Number bonds are a great tool to use to build number sense, mental math, and teach addition and subtraction. Number bonds also help students see the ‘part-whole’ relationship of numbers that is an essential strategy in Singapore Math.
What are Number Bonds?
Number bonds are collections of numbers that can be added together to form a whole. Number bonds can be a useful tool to determine an answer without actual calculation or writing an equation.
The term number bond is also used to refer to a graphical depiction of part-part-whole relationships. The “whole” is written in the first circle and its “parts” are written in the adjacent circles.
A number bond represents the relationship between a quantity and the parts that combine to make it. The idea of number bonds is very fundamental, an understanding of the way numbers work. A number bond is made up of parts and if you know the parts, you can put them together (add) to find the whole. If you see the whole and one of the parts is unknown, you remove the part you know (subtract) from the whole to find the other part. A child learning that 3 add 7 equals 10 is also learning that 10 minus 7 equals 3 and that 10 minus 3 equals 7. Number bonds let children see the inverse association between addition and subtraction. To subtract means to figure out how much more you would have to add to get the whole. A child who understands this number bond will be able to instantaneously fill in any one of these three numbers if it was omitted, given the other two, without having to “work it out”.
In the example below, we can see the relationship between part and whole numbers and that 5 and 3 make 8.
Next, we can teach students that there are different ways to make the number 8. We can see that 8 and 0 make 8, 6 and 2 make 8 or that 4 and 4 make 8.
Number Bonds in Kindergarten/ Pre-school
When used in preschool or kindergarten, number bonds develop number sense and set a foundation to move on to addition and subtraction and mental math. Number bonds help children gain insight into how numbers work and help us to understand that a whole number is made up of parts. Number bonds are also an excellent preamble to the fact that subtraction is the reverse of addition. As students go on to higher grades, number bonds become an important mental problem-solving strategy.
The components of a number bond consist of circles connected by lines. A number bond contains at least 3 circles that are linked by lines. However, you can also build more complex number bonds like the ones below:
Benefits of Number Bonds.
Number bonds help develop a student’s number sense and mental math. As we can see from the above examples, Number bonds help students see that numbers can be “broken” into parts to make calculation easier. With number bonds, students distinguish the relationships between numbers through a visual model that shows how the numbers are related. A number bond helps students clearly see the Part/Whole relationship. The circles or squares are just a pictorial representation that students should begin with. By first grade, some students may move away from the shape visual. This enables children to be able to do mental arithmetic.
Number Bonds to 10
Number bonds are frequently learned in sets for which the sum is a common round number such as 10. Learning number bonds to 10 is important for mental mathematics, as this links into place value and the base 10 number structure.

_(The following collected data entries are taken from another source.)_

PR #832, opened 2022-10-10
backstage: add focus rings for toggle

### LINKED ISSUE #540: o-forms: focus state for o-toggle is too small - ID: DAC_Focus_Visible_01
# Issue
This is from page 122 of the [audit report](https://drive.google.com/file/d/17wq6b0CIX41RA4muBFDzUDxE0-qzHBIH/view)

Issue can be found on: <https://www.ft.com/__origami/service/build/v3/demo?component=o-forms@9.0.1&demo=toggle&system_code=origami-repo-data&brand=master>

The toggle button has a grey square to show users that focus has been placed on the element. This focus indicator is insufficient and may affect keyboard only and low vision users, who may find difficulty in identifying where the focus has been placed in their 
journey.

> “The highlighting does not appear correctly when my focus is on the first toggle, I thought there was no highlight but if you look in the left there is the slight grey highlight so it's going to the wrong place. Users would expect the highlight focus to be around the element fully so they can see where their focus is on the page.” 

# Proposed Solution:
Ensure the focus indicator is visible on the whole of the input. This will enable low-vision and keyboard alone users to distinguish where the focus is placed in their journey.
The focus indicator should also meet a minimum contrast ratio of 3.1 against the toggle input.

akomiqaia:
closes #540


components/o-forms/src/scss/_toggle.scss
```diff
@@ -60,6 +60,16 @@
...
 			}
+			&:focus-visible {
+				outline: none;
+				box-shadow: none;
+			}
+
+			&:focus + .o-forms-input__label::before {
+				@if oBrandIs('core') or oBrandIs('internal') {
+					outline: 4px solid oColorsByUsecase(focus, 'outline'); // oCoulorsByUsecase doesn't support whitelable brand
+				}
```
notlee, line 71: We can pass `null` to the 3rd [fallback parameter](https://registry.origami.ft.com/components/o-colors@6.4.2/sassdoc?brand=core#function-ocolorsbyusecase) to handle this.

```suggestion
				outline: 4px solid oColorsByUsecase('focus', 'outline', $fallback: null);
```

For the whitelabel brand that will output this, and the colour will be inherited:

```
				outline: 4px solid;
```

notlee (approved):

Knowing number bonds with confidence allows children to develop strategies for solving more complicated mental problems. As a simple example, to carry out the calculation 8 + 5 mentally, a child who can instantly remember their number bonds to 10 and will identify that they need to add 8 to 2 to get up to 10. They then have 3 left over from the 5 and can now add that on to the 10 to make 13. Essentially, they are breaking the addition up into (8+ 2) + 3 = 10 + 3 = 13.
Learning number bonds can also benefit students as they progress to higher grade levels. The example below shows how a student would use number bonds to perform a mental calculation with larger numbers.
How To Teach Number Bonds To Your Child.
There are numerous ways to teach number bonds to a child.
One way to introduce kids to number bonds is by using the Concrete to Pictorial to Abstract approach.
At the concrete stage, students use manipulatives and objects such as counters or real-life objects to learn. At the pictorial stage, kids can progress to writing number bonds on whiteboards or paper. As learning progresses to the abstract stage, a student can start representing number bonds a mathematical notation (4+ 5 = 9).
Below are some activities that can be used to teach your child number bonds.
Exploring the Part and Whole Relationship
Since number bonds are used to help children recognize the relationship between a whole number and its parts, it is best to begin by exploring this part-whole relationship. Food (cheerios, gummy bears) works great for this! You can sort food into “whole” and “part” groups.
Explore the Number Bond Pictures.
Once a child is able to comprehend the meanings of the words “part” and “whole,” you can introduce number bond pictorial or use number bond templates. You then challenge the child to spot the “whole” circle and the “part” circles.
Display the pictorial or template in different directions as number bonds are displayed in different ways.
Construct a Number Bond
You can use paper plates and straws but get innovative and use what you have on hand! Make sure the child construct it in all directions and ask him/her to lay a hand on the whole and parts when named.
Sketch a Number Bond
Although number bonds are usually made with circles, other shapes like squares, triangles, stars, and rectangles can also be used.
Invite the child to draw number bonds in all directions using shapes of his/her choosing.
Using worksheets/ printables is also a great way to practice and master number bonds once the child is able to write.